Observations and decision of the Authority of Advance Rulings(AAR)

  1. Once it is clear that the asset is situated in India, the place of execution of the contract is immaterial. Relying on Section 55(2) of the Income Tax Act, AAR pointed out that it is clear that the goodwill, trade-marks or brand name associated with a business and other incorporeal rights are treated as capital assets under the Act.
  2. AAR rejected the Applicant’s contention that the situs of the intellectual property was said to be present where the owner was domiciled.
  3. Placing reliance on the various trade mark registrations and the BLA, wherein it was stated that the Foster’s India had to take due efforts for promotion of the brand, the Authority observed Foster’s brand had undoubtedly generated goodwill in Indian market which was nurtured in India by reason of efforts Foster’s India. Thus, intellectual property belonging to the applicant had its “tangible presence” in India. Now, as a result of the transfer the property would be enjoyed by SAB Miller, instead of Foster’s India. However, the situs of the assets did not shift.
  4. As the BLA and the Sale Purchase Agreements were terminated and entered into simultaneously, the question of the rights reverting back did not arise.
  5. AAR thus concluded that the situs of the assets was located in India.
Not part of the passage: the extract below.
PR #3119, opened 2022-07-04
[FTLIS072022] Simão Lima

Simaodosreislima:


webLisbonTA (commented):
Good job on the lab! Regarding the placement, it's appearing like that because on multiple classes you gave different margins to certain divs / elements meaning that the alignment would be different for each element. Good job nonetheless!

CUB appealed the decision to the Delhi High Court

The High Court overturned the decision of the AAR and observed that the legislature did not provide for the determination of situs of intellectual property rights as it had done for shares. Thus, in absence of any specific provisions dealing with situs of intellectual property rights, the maxim , ‘mobilia sequuntur personam’ would have to be followed until a change in the law was brought out by the legislature.

Our comment

While it is true that the trade mark exists independent of its registration, the statute merely fortifies the common law rights that exist independent of registration. However, use of a brand name locally and promotion efforts by a local subsidiary do enhance its value and therefore result in appreciation of capital asset in a specific jurisdiction. Further, a trademark can be divided and sold to different owners in each country. It can also be licensed and royalties earned by the proprietor are specific to the territory. This goes to show territorial nature of the trademark rights. Thus, to say situs of intellectual property is to be present where the owner was domiciled seems tax centric interpretation of the Intellectual property.